Pada pukul 7:30 pagi, dua AH-64 pertama yang disiagakan dari Ramat David mendekati Kibbutz Zikim, dekat dengan pangkalan pelatihan militer yang menjadi lokasi pertempuran besar antara penajah Israel dan militan Hamas, yang dilaporkan berniat untuk merebut fasilitas tersebut.
Pada saat itu, serangan sudah berlangsung di Zikim, dan kedua helikopter terpaksa menghindari “tiga atau empat rudal anti-pesawat” yang ditembakkan ke arah mereka dari area yang sama.
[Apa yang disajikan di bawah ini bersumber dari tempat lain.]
PR #1133, opened 2019-01-25
deprecated `--file` and `--specs`

tjbenton:
- [x] This is a small change 
- [x] This change has been discussed in issue #1132

---

**Description:**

Di Ramon, segala sesuatu dilakukan untuk membawa lebih banyak helikopter ke udara dengan cepat.
Alih-alih menghabiskan waktu tiga setengah jam untuk menyiapkan helikopter, AH-64 diluncurkan dengan cepat, menggunakan “prosedur darurat.”
“Pada dasarnya, mereka tidak memeriksa helikopter. Mereka mengisi bahan bakar, mempersenjatai, dan lepas landas,” jelas Letnan Kolonel E.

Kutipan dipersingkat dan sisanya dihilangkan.